I
always wanted to travel. Watching
beautiful landscapes on TV as a kid, I nearly couldn’t breath. I had to get to those places. But how?
I was a girl growing up in a trailer park in Girard, PA. It was a big deal when my family once spent a few days in Cleveland. Telling my family about how I was going to travel the world one day, they would smile and say, “Sure you will.” No one, including me, could see how this dream could possibly come true. I didn’t just want to go to Cleveland, I wanted to go everywhere. And everywhere is expensive.
My first real opportunity to travel came when I was in college. I was a junior and the summer trip to Scotland caught my eye. It was a lot of money, but the two-week adventure could count as credit towards my degree. I was in a sort of an ecstatic agony. Every blood cell in my body ached to go, but I couldn’t completely justify it. I would be broke for a year if I went.
I almost didn’t pick up an application for the trip. I was still a girl who had to pay my tuition in small installments. Even buying shampoo posed a hardship when I only had ten dollars a week to call my own. Scotland seemed wildly impulsive and maybe a bit crazy.

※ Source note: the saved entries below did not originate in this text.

PR #5323, opened 2026-04-01
[backend] feat(chaining): add flag local/global in condition mappings (#4824)

savacano28:
### Proposed changes

* Add condition mapping type (default, global, local)
* Set default value when a condition type mapper is defined but not the mapping type

### Testing Instructions

1. Create a condition with this new attribute
2. Update
3. Fetch

### Related issues

* Related to #4824 

### Checklist

### Further comments


openaev-model/src/main/java/io/openaev/database/model/MappingType.java
```diff
@@ -0,0 +1,7 @@
+package io.openaev.database.model;
+
+public enum MappingType {
+  DEFAULT,
```
camrrx, line 4: I’m not sure the default value is useful. Is the default mapping local?

savacano28: The default value is used when we don't have an available mapping (events), then we get the default value from the payload and also allow the user to provide it (ui).

Issue #5303, opened 2026-03-31
Support UBI 9 as base image for platform


xfournet:
## Use case

OpenAEV platform Docker image should support UBI 9 (Universal Base Image 9) by Red Hat as an additional base image option, alongside the current base image.

PR #5324, opened 2026-04-01
[docker] chore: create UBI9 Docker image (#5303)

xfournet:
### Proposed changes

* Add a new Dockerfile to build UBI9 based docker image

### Related issues

* #5303 

### Checklist

### DIFF
--- a/Dockerfile_ubi9
+++ b/Dockerfile_ubi9
@@ -33,7 +33,8 @@ FROM registry.access.redhat.com/ubi9/openjdk-21-runtime AS app
 USER root
 
 RUN set -eux; \
-    curl -L -o /usr/bin/tini https://github.com/krallin/tini/releases/latest/download/tini; \
+    curl -L -o /usr/bin/tini https://github.com/krallin/tini/releases/download/v0.19.0/tini; \
+    echo "93dcc18adc78c65a028a84799ecf8ad40c936fdfc5f2a57b1acda5a8117fa82c /usr/bin/tini" | sha256sum -c -; \
     chmod +x /usr/bin/tini;
 
 WORKDIR /opt/openaev


Dockerfile_ubi9
```diff
@@ -0,0 +1,43 @@
...
+COPY --from=front-builder /opt/openaev-build/openaev-front/builder/prod/build ./openaev-front/builder/prod/build
+RUN mvn install -DskipTests -Pdev
+
+
+FROM registry.access.redhat.com/ubi9/openjdk-21-runtime AS app
+
+USER root
+
+RUN set -eux; \
+    curl -L -o /usr/bin/tini https://github.com/krallin/tini/releases/latest/download/tini; \
```
antoinemzs: I'm concerned with just downloading a random binary from some github repo. This theoretically does only improve signal handling for the java process (we don't handle OS signals anyway in openaev), thus mostly making the container restart and stop times faster by avoiding the container runtime reaping the process, but at the same time this is a non-trivial attack surface (compromised init process).

If we really need to retain an init process that isn't just `bash` (default for ubi9 images), please consider https://catalog.redhat.com/en/software/containers/ubi9/ubi-init/615bdc22075b022acc111bf6

xfournet:
> Is the intended scope just adding the dockerfile?
> 
> To be able to say that we support UBI9, we should at least:
> 
> * build all the images in UBI9 (not just the core server, but also injectors, collectors)

i'm waiting for the complete list of OAEV related images to create with UBI9

> * integrate with a CI pipeline (build)
> * deploy on a stack

yes it will be done in a 2nd step, first is just about producing a first batch of UBI9  images

 
> Importantly, this has an impact with the Catalog feature, the manifest suggests an image tag and version, but we need to also support the "base image" sort of switch, which isn't currently handled by the manifest format.

for the moment the composer is not in the scope. It will be upgraded later to be able to select the image flavor.

Dockerfile_ubi9
xfournet: ubi-init is much overkill for what we need.
the question is do we need tini ? i just keep it like in the other image.

regarding the download link (and if we still require tini) i will check how we can secure that

xfournet: i secured the download by pinning the version instead of using latest and enforcing the sha256sum (hardcoded in the Dockerfile)

PR #5326, opened 2026-04-01
[backend] feat(telemetry): add a new metric: number of active instance tenants (#4868)

RomuDeuxfois:
### Proposed changes

* add a new metric: number of active instance tenants


openaev-api/src/test/java/io/openaev/telemetry/metric_collectors/GlobalMetricCollectorTest.java
```diff
@@ -0,0 +1,85 @@
+package io.openaev.telemetry.metric_collectors;
```
MarineLeM, line 1: 👍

I found out about a small scholarship and hesitated. Could I possibly win it? I scribbled out a messy essay on the travel department’s application and shoved it into the campus mail. I was totally afraid, but, by taking the plunge, I became unreasonably happy.
I can still feel the leap of adrenaline I had when I opened my acceptance letter. I remember crying and laughing and being in awe. I WOULD go to Scotland. I would be broke. I would celebrate and buy a kilt and order a passport and fly on a plane for the first time in my life.
The trip was all I expected: weird and exhausting and new and pretty. But, most of all, the trip was a symbol. I could make my dreams come true. Since that time, I have been to London, New York City, Philadelphia, Washington, D.C, Austin, Texas and Arizona. I may not have gone everywhere yet, but I’m working on it.